Directions
Using the records below, output the stretch that opens with the line containing "Here are some" and closes with the line containing "verification_RAPSD", exactly and including both lines, with nothing more.
*** Records supplied Section Begins ***
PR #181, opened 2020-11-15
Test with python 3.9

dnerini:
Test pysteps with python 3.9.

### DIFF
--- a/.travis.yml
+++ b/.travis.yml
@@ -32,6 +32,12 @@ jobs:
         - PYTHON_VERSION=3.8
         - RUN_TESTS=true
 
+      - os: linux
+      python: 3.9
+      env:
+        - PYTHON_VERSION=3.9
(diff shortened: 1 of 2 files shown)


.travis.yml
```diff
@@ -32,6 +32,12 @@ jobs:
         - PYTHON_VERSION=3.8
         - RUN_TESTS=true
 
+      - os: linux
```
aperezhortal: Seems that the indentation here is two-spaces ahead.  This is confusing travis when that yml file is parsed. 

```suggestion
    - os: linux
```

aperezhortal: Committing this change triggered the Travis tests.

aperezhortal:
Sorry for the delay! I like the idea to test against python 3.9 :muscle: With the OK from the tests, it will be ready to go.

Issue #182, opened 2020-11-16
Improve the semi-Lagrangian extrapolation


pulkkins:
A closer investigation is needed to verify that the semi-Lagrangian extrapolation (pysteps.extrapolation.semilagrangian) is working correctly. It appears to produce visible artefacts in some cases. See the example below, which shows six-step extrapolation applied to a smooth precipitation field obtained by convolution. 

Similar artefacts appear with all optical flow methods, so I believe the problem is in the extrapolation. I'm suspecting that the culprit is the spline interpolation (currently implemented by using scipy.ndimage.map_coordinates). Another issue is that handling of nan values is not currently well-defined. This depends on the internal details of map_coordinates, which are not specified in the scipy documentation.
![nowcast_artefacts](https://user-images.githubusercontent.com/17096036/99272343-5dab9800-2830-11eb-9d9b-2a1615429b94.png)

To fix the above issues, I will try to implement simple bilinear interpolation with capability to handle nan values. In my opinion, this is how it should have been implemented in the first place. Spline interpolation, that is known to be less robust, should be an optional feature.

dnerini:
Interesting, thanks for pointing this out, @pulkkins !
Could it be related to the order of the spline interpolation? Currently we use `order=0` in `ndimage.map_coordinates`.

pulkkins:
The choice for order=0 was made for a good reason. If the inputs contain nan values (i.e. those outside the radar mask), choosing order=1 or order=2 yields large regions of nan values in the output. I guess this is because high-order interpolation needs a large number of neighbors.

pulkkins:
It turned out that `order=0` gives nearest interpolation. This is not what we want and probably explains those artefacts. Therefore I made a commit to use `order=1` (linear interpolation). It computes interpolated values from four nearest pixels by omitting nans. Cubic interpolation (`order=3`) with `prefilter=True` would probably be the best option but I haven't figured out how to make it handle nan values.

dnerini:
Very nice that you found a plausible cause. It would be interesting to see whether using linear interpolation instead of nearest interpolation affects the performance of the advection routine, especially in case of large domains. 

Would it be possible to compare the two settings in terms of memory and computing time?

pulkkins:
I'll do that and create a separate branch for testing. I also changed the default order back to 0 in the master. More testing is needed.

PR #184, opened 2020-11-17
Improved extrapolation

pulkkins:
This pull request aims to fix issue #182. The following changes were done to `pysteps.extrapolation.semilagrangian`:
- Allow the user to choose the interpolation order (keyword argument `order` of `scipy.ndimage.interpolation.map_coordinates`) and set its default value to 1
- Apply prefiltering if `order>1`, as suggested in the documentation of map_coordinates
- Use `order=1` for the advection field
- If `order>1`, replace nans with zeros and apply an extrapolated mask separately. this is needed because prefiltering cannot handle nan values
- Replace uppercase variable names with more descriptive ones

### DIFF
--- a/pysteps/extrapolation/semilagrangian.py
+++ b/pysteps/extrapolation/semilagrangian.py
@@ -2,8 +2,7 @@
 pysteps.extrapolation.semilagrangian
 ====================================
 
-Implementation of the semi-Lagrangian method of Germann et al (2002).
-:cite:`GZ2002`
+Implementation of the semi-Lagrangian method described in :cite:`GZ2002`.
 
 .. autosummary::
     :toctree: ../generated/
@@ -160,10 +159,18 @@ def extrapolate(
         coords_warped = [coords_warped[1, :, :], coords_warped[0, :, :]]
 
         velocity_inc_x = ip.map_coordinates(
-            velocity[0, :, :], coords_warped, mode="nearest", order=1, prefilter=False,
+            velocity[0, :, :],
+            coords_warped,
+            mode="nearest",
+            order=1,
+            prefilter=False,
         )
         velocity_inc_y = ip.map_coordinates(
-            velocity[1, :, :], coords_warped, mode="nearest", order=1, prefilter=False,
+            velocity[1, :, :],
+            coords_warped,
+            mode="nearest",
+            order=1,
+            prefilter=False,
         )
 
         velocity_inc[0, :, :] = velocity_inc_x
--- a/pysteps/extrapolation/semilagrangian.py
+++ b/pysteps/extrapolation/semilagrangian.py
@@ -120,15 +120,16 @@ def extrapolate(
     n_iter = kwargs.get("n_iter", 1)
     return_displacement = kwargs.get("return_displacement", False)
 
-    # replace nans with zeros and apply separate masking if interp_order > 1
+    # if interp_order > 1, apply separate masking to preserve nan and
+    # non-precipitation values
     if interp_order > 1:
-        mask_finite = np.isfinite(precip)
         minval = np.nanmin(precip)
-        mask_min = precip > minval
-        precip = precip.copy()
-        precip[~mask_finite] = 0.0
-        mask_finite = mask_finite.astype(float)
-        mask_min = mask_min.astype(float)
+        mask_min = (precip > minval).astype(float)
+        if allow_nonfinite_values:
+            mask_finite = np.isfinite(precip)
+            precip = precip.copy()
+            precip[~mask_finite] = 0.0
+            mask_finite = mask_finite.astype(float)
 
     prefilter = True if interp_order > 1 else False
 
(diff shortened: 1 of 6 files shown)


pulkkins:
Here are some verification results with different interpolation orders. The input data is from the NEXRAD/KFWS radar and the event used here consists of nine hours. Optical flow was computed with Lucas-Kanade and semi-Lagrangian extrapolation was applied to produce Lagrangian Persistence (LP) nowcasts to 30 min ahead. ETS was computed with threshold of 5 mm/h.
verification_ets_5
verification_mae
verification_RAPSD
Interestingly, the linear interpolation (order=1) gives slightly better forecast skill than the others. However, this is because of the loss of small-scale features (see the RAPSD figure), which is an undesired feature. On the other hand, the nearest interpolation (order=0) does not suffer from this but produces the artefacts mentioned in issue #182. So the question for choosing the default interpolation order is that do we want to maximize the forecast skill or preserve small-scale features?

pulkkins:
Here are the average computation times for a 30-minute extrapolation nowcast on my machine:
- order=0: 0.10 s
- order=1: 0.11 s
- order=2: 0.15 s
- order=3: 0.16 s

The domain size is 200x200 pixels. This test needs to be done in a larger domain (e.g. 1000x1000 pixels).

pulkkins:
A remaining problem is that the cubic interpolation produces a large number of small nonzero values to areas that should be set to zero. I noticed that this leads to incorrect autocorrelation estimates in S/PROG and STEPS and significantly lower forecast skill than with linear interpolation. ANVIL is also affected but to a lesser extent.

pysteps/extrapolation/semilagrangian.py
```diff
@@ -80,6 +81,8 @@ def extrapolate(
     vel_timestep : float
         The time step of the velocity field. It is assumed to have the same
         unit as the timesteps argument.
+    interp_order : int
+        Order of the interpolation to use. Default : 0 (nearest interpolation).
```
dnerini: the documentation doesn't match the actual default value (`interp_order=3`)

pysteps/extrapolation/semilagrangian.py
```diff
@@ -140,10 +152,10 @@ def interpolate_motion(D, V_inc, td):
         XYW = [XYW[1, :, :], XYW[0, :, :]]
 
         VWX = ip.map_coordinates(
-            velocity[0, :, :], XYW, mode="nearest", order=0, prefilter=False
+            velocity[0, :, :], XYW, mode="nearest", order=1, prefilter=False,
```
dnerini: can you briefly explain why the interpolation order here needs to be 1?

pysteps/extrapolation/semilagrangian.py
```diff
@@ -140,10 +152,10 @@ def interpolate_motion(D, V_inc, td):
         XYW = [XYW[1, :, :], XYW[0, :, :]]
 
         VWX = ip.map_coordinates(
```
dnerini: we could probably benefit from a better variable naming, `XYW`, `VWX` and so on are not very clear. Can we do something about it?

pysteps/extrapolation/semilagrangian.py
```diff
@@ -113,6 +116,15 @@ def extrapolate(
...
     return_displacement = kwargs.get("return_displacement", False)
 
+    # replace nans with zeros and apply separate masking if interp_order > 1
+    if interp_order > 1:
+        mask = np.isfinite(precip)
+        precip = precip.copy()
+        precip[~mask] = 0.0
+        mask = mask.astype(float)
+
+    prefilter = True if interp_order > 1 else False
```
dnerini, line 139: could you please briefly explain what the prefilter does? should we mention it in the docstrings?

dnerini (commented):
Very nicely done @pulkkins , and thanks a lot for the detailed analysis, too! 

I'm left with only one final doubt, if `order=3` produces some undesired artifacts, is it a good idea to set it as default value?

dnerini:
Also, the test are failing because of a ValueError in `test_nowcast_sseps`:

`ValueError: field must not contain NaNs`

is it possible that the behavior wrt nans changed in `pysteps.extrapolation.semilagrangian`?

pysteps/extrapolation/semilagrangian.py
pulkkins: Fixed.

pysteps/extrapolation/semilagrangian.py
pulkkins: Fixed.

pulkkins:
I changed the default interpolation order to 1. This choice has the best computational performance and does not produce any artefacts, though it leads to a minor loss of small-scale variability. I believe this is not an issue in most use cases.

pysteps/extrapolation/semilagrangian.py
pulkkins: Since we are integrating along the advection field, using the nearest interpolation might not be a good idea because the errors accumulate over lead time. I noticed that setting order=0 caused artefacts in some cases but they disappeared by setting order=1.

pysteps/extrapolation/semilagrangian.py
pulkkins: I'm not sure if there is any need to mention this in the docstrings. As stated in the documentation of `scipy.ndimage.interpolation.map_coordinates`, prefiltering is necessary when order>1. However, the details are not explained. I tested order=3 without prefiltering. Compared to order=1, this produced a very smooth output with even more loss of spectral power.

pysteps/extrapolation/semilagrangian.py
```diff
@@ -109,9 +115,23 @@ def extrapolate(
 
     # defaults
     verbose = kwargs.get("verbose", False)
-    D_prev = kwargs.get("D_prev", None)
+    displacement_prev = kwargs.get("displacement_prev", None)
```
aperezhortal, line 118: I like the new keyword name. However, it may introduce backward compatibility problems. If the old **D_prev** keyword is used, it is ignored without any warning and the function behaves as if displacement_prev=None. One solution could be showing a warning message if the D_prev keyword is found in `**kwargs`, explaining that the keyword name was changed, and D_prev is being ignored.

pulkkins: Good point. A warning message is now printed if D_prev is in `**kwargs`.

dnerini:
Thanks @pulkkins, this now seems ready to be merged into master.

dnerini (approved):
*** Records supplied Section Ends ***
Output of the task
Here are some verification results with different interpolation orders. The input data is from the NEXRAD/KFWS radar and the event used here consists of nine hours. Optical flow was computed with Lucas-Kanade and semi-Lagrangian extrapolation was applied to produce Lagrangian Persistence (LP) nowcasts to 30 min ahead. ETS was computed with threshold of 5 mm/h.
verification_ets_5
verification_mae
verification_RAPSD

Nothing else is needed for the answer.